Biopharmaceutical M&A Expected to Soar
The biopharmaceutical industry’s desire for inorganic growth is expected to intensify an already heated M&A environment in 2017.
This is according to the EY M&A Outlook and Firepower Report 2017. Key findings:
Total M&A volume across the biopharma industry exceeded $200 billion in 2016, a level unheard of prior to 2014 but in line with the deal volume of the previous two years. Big pharma was responsible for the lion’s share of this deal activity with over 70%.
Falling equity valuations and debt raised to fuel previous years’ M&A have resulted in roughly a 20% decline in firepower across the industry. Specialty pharma and big biotech companies have experienced the largest declines, down 62% and 24%, respectively, while big pharma dropped only 17%. (PV)
New Pharma Line Up
Christi Shaw to Rejoin Lilly
Former Novartis President Christi Shaw is returning to Eli Lilly and Company, where she started her career in 1989, to lead the Bio-Medicines business beginning April 3. Ms. Shaw will succeed David Ricks, who became Lilly’s president and CEO on January 1.
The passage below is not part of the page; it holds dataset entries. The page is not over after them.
PR #11014, opened 2026-08-03
:bug: Validate font-id team ownership in create-font-variant

### LINKED ISSUE #11013: Validate font-id team ownership in create-font-variant
### Description

The create-font-variant endpoint does not validate that the font-id belongs to the same team when creating a new variant. This allows cross-team font injection where a user with team edit permissions could create a font variant referencing a font-id from another team.

### Steps to reproduce

1. Create a font in Team A with at least one variant
2. As a user with edit permissions in Team B, call create-font-variant with the font-id from Team A
3. The endpoint accepts the request and creates a variant referencing Team A's font

### Expected behavior

The endpoint should validate that the font-id belongs to the same team and reject the request if it doesn't.

### Affected versions

Current main branch

niwinz:

## What

- The `create-font-variant` endpoint now validates that when a `font-id` already has variants, they belong to the same team
- This prevents cross-team font injection where a user with team edit permissions could create a font variant referencing a font-id from another team

## Why

The endpoint was not checking team ownership of existing font variants, allowing a BOLA (Broken Object Level Authorization) vulnerability where users could reference fonts from other teams.

## How

- Added validation in `create-font-variant` to check that existing variants of the specified font-id belong to the same team
- The check only applies when the font-id already has variants (new fonts are not affected)

Closes #11013

### DIFF
--- a/backend/src/app/rpc/commands/fonts.clj
+++ b/backend/src/app/rpc/commands/fonts.clj
@@ -93,6 +93,18 @@
 
 (declare create-font-variant)
 
+(defn- check-font-team-ownership!
+  "When font-id already has variants belonging to a different team,
+  raises :not-found to prevent cross-team font injection."
+  [conn team-id font-id]
+  (let [row (db/get* conn :team-font-variant
+                     {:font-id font-id}
+                     {::db/columns [:team-id]})]
+    (when (and row (not= (:team-id row) team-id))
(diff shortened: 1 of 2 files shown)


luisddm (approved):

niwinz:
We have removed the font-id, i need to review if this ISSUE still makes sense

PR #11059, opened 2026-08-04
:bug: Add backend password validation with complexity rules and dictionary check

### LINKED ISSUE #11055: Backend accepts passwords without complexity validation
### Description

Backend does not enforce password complexity rules or check against common passwords, allowing users to set weak passwords that are vulnerable to brute force attacks.

### Steps to reproduce

1. Attempt to set a weak password (e.g., "password123")
2. Observe that the backend accepts the password without validation
3. Weak passwords are stored without complexity requirements

### Expected behavior

Backend must enforce password complexity rules (minimum length, character requirements) and reject common passwords to prevent weak password usage.

### Affected versions

All versions prior to the fix.

niwinz:
## What

Add backend password validation with complexity rules and dictionary check.

## Why

Backend did not enforce password complexity rules or check against common passwords, allowing users to set weak passwords that are vulnerable to brute force attacks.

## How

- Enforce minimum 8-character password length
- Require at least 1 lowercase letter, 1 uppercase letter, 1 digit, and 1 special character
- Reject common passwords using Passay library with bundled wordlist
- Apply validation during registration and password change flows

Closes #11055

Note: This is an internal security enhancement that does not affect existing user accounts.


luisddm:
@niwinz The validation works as expected, but I think the feedback that the user receives when they enter an invalid password ('_Something wrong has happened_') is quite poor and generic. Instead, I suggest showing something like a '_Weak password_' message in the toast, or even better, translating the contents of the details field in the RPC response to provide more information. This applies when changing password, too.

create-account

create-account-json

niwinz:
> @niwinz The validation works as expected, but I think the feedback that the user receives when they enter an invalid password ('_Something wrong has happened_') is quite poor and generic. Instead, I suggest showing something like a '_Weak password_' message in the toast, or even better, translating the contents of the details field in the RPC response to provide more information. This applies when changing password, too.

ACK

luisddm:
The password validation experience has been improved by making error messages specific and actionable. Before, a user would just see a generic "password is too weak" error. Now, the backend returns structured details about exactly which rules failed (missing uppercase, too short, etc.) and the frontend translates those into readable hints displayed to the user. This was applied across registration, password change, and password recovery flows.

The common password dictionary check has been removed because it was redundant — every password in the 10,000-word list would already fail the character composition rules (requiring uppercase, lowercase, digits, and special characters), so the dictionary check could never reject anything that passed those rules. The file was deleted and validation simplified to just length and character composition.

PR #11075, opened 2026-08-04
:sparkles: Put the graph subsystem behind a flag, off by default

alvorithm:
## Why

`app.graph.ladybug` imports `com.ladybugdb.*` at namespace load, and both namespaces that reach the subsystem required it at the top level: `app.http.debug`, which registers the `/dbg` routes on every boot, and `app.srepl.main`, which loads with the REPL server. Every backend therefore linked the Ladybug native library into the JVM at boot. Nothing on the request path uses the graph, so for any deployment that never opens the console that is startup time, resident memory, and the crash surface of a native library, all for nothing.

## What

`82d771976c` adds a `:graph` flag to `flags/varia` and leaves it out of `flags/default`, so it ships off. Both require sites now go through `requiring-resolve` at call time. The nine graph routes (`/dbg/graph` plus eight `/dbg/actions/graph-*`) are registered only when the flag is on, and the export fieldset in `debug.tmpl` is guarded by the same flag. With the flag on, `ig/init-key ::routes` requires `app.graph.debug` and `app.graph.ingest` eagerly, so a missing or unusable native library fails the boot rather than the first console request.

The `/dbg` admin gate is untouched. The flag decides which routes exist, not who may reach them.

No tracked file turns the flag on. `backend/scripts/_env` leaves it out, so a devenv boots with the subsystem off exactly as a released build does. `docker/images/docker-compose.yaml` is untouched, because its `PENPOT_FLAGS` lists only overrides of `flags/default` and `:graph` already defaults off.

## Turning it on and off

The flag is read once, at boot. Switching it means editing `PENPOT_FLAGS` and restarting the backend. The "Feature flags for team" form on `/dbg` does not reach it, because that form operates on `app.common.features/supported-features`, which is a different mechanism.

On: add `enable-graph` to `PENPOT_FLAGS`. Off: list neither `enable-graph` nor `disable-graph`, since off is the default.

The devenv is off as well, so reviewing the on path takes one gitignored file. `backend/scripts/_env.local` is sourced right after `_env` by every backend and exporter dev script, `start-dev` and `repl` among them:

```sh
echo 'export PENPOT_FLAGS="$PENPOT_FLAGS enable-graph"' > backend/scripts/_env.local
```

`flags/parse` applies flags left to right and the last one wins, so the trailing `enable-graph` turns the subsystem on for that one checkout. Delete the file to go back. Restart the backend in either direction.

What a reviewer sees on a restarted backend, holding an admin session:

| | flag off | flag on |
| --- | --- | --- |
| `GET /dbg/graph` | 404 | the graph console |
| the eight `/dbg/actions/graph-*` endpoints | 404 | their handlers |
| "Export graph (Ladybug)" fieldset on `/dbg` | absent | present |
| `(find-ns 'app.graph.ladybug)` in the REPL | `nil` | the namespace |

Without an admin session the difference still shows: a registered route answers 401 and an unregistered one answers 404.

## Verification

`-verbose:class` over a boot's namespace load plus `ig/init-key ::routes`: 9 `com.ladybugdb` classes before this change with no flag set, 0 after it with the flag off, 9 with `enable-graph`.

Backend suite: 497 tests, 3851 assertions, 0 failures. `backend_tests.helpers` pins `app.config/flags` to a list that omits `:graph`, so the suite now runs without loading Ladybug at all. No existing test covers `app.http.debug`, before or after this change.

### DIFF
--- a/backend/resources/app/templates/debug.tmpl
+++ b/backend/resources/app/templates/debug.tmpl
@@ -222,6 +222,7 @@ Debug Main Page
         </div>
       </form>
     </fieldset>
+    {% if graph-enabled %}
     <fieldset>
       <legend>Export graph (Ladybug):</legend>
       <desc>Given a FILE-ID, builds the graph projection and downloads
@@ -237,6 +238,7 @@ Debug Main Page
         </div>
       </form>
     </fieldset>
+    {% endif %}
     <fieldset>
       <legend>Import binfile:</legend>
       <desc>Import penpot file in binary format.</desc>
--- a/backend/src/app/http/debug.clj
+++ b/backend/src/app/http/debug.clj
@@ -22,8 +22,6 @@
    [app.config :as cf]
    [app.db :as db]
    [app.features.file-migrations :as feat.fmig]
-   [app.graph.debug :as graph.debug]
-   [app.graph.ingest :as graph.ingest]
    [app.http.session :as session]
    [app.rpc.commands.auth :as auth]
    [app.rpc.commands.files-create :refer [create-file]]
@@ -61,6 +59,7 @@
      ::yres/body    (-> (io/resource "app/templates/debug.tmpl")
                         (tmpl/render {:version (:full cf/version)
                                       :profile profile
+                                      :graph-enabled (contains? cf/flags :graph)
                                       :current-clock  ct/*clock*
                                       :current-offset (if offset
                                                         (ct/format-duration offset)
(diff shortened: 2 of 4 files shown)


alvorithm:
Update: found it, and it is not the pin on its own. `frontend/scripts/setup` on `graph-backend` still runs `pnpx playwright install chromium`. `pnpx` is `pnpm dlx`, so it resolves the *latest* Playwright rather than the pinned one: the job installs the browsers for 1.62.1 (chromium revision 1234), then runs the tests with the pinned 1.61.1, which looks for revision 1228 and finds nothing. `aad9bc8f65` on develop (":paperclip: Fix playwright version", 27 July) replaced `pnpx` with `pnpm exec`, which is exactly the fix. `graph-backend` forked before it.

Reproduced in the devenv against this branch's frontend tree, with an isolated `PLAYWRIGHT_BROWSERS_PATH` so the real cache stays untouched:

```
pnpx playwright install chromium      -> chromium_headless_shell-1234
chromium.launch()                     -> Executable doesn't exist at .../chromium_headless_shell-1228/...
pnpm exec playwright install chromium -> chromium_headless_shell-1228
chromium.launch()                     -> LAUNCH OK
```

NOTE: below is outdated; had to close that PR (fumbled it).

~~So I have opened #11079, which merges develop into graph-backend. On that PR **Frontend Tests pass**, along with Backend, Common, Library, the bundle build, and both commit checks. Two jobs are red there and both are red on develop itself: "Plugins Runtime Linter & Tests" fails a `prettier --check` on `plugins/apps/composable-test-suite/package.json`, a file the merge takes from develop byte for byte, and Integration Tests fails real assertions in `tokens/apply.spec.js` and `toolbar.spec.js`. The change that matters there is that Integration now runs the suite instead of dying in 49 seconds with 337 of 338 tests reported as "did not run".~~

~~@superalex could you review #11079? Once it lands I will push a merge of the updated graph-backend into `alvorithm-graph-flag`, which re-runs this PR's checks against a base that has the fix, and they should clear.~~

PR #11079, opened 2026-08-05
Merge develop into graph-backend

alvorithm:
## Context

`graph-backend` forked from `develop` at `a006a12ab6` and has not taken it since. 291 commits have landed on `develop` in the meantime, so every PR against `graph-backend` is reviewed and tested against a base that is months old. [#11075](https://github.com/penpot/penpot/pull/11075) is the immediate case: its Frontend and Integration jobs fail for a reason that has nothing to do with its change.

Those two jobs fail because `frontend/scripts/setup` on `graph-backend` still runs `pnpx playwright install chromium`. `pnpx` resolves the latest Playwright rather than the pinned one, so the job installs the browsers for `1.62.1` (revision 1234) and then runs the tests with the pinned `1.61.1`, which looks for revision 1228 and finds nothing. `aad9bc8f65` on `develop` fixed exactly this by replacing `pnpx` with `pnpm exec`, and this merge brings it.

Reproduced in the devenv, on the current `graph-backend` frontend tree, with an isolated `PLAYWRIGHT_BROWSERS_PATH`:

```
pnpx playwright install chromium      -> chromium_headless_shell-1234
node: chromium.launch()               -> Executable doesn't exist at .../chromium_headless_shell-1228/...
pnpm exec playwright install chromium -> chromium_headless_shell-1228
node: chromium.launch()               -> LAUNCH OK
```

The error text matches the CI failure verbatim.

## Changes

- `2b23a89950` merges `origin/develop` (`34702fd46b`) into `graph-backend`.

Two resolutions, one textual and one semantic:

- `backend/deps.edn` conflicted. `develop` bumps `software.amazon.awssdk/s3` and `sts` to `2.50.1`, `graph-backend` adds `com.ladybugdb/lbug` after them. Resolved by taking both.
- `backend/src/app/srepl/main.clj` merged cleanly and was still wrong. `develop` moved the system value from `app.main/system` to `app.system/system` and dropped the `app.main` require, while `graph-backend` added `ingest-file-to-graph!`, which still called `main/system`. Git kept both halves. Changed the call to `sys/system`; `clj-kondo --parallel --lint ../common/src/ src/` is clean.

## Verification

The merge is textual except for that one conflict. `git merge-tree --write-tree` of `alvorithm-graph-flag` against this branch reports no conflicts, so #11075 still applies once this lands. The merged `app.http.debug` keeps the graph routes and their flag guard.

CI on this PR: Backend, Common, Library, Frontend Tests, the bundle build, and both commit checks pass. Integration Tests runs 290 cases and fails one, `toolbar.spec.js` › `User creates a text shape with the toolbar text tool`, which is one of the two that fail on `develop` itself. "Plugins Runtime Linter & Tests" fails a `prettier --check` on `plugins/apps/composable-test-suite/package.json`, a file this merge takes from `develop` byte for byte, and is red on `develop` too.

Not verified locally: the backend and common suites against the merged tree. `develop` reworked `app.common.types.shape`, `app.common.logic.shapes`, `app.common.logic.libraries`, and `app.common.types.file`, which the graph projection reads, so CI on this PR is the first real check of that surface.

## Deferred

Re-auditing the graph projection against the reworked shape and library model. It is a `graph-parity` concern, not a blocker for this merge.


alvorithm:
Superseded. `graph-backend` is now rebased onto `develop` (`2a7e00c063`, 53 commits ahead) instead of taking it by merge, per @superalex: merges into public branches, rebase on the rest.

The rebase produced the same single `backend/deps.edn` conflict this PR resolved, plus one commit for `develop`'s `app.main/system` to `app.system/system` rename, and its tree is byte-identical to `2b23a89950`, the commit CI ran green here. Against the rebased base this PR now lists the 59 pre-rebase commits, so merging it would only re-add duplicates.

In her new role, Ms. Shaw will lead important areas of potential growth for Lilly: immunology, neurodegeneration, and pain, as well as many of the company’s established brand products.
Emma Walmsley Will take Helm of GSK
At GlaxoSmithKline, Emma Walmsley takes over the reigns from Andrew Witty as CEO in March. Ms. Walmsley has served as CEO of GSK Consumer Healthcare since 2011.
Ms. Walmsley joined GSK in 2010 from L’Oreal where, over the course of her 17-year career, she held a variety of marketing and general management roles in the UK, Europe and USA. From 2007 she was based in Shanghai as General Manager, Consumer Products for L’Oreal China.
Former Biogen CEO George Scangos Heads Biotech Start Up
Vir Biotechnology launched in January to develop cures, treatments, and preventions for challenging infectious diseases. Former Biogen CEO George Scangos is heading a team of scientific and industry leaders. The company is headquartered in San Francisco.
Vir seeks to take a new approach, using breakthroughs in immune programming to manipulate pathogen-host interactions and taking a multi-program, multi-platform approach. Lead investors include ARCH Venture Partners and the Bill & Melinda Gates Foundation.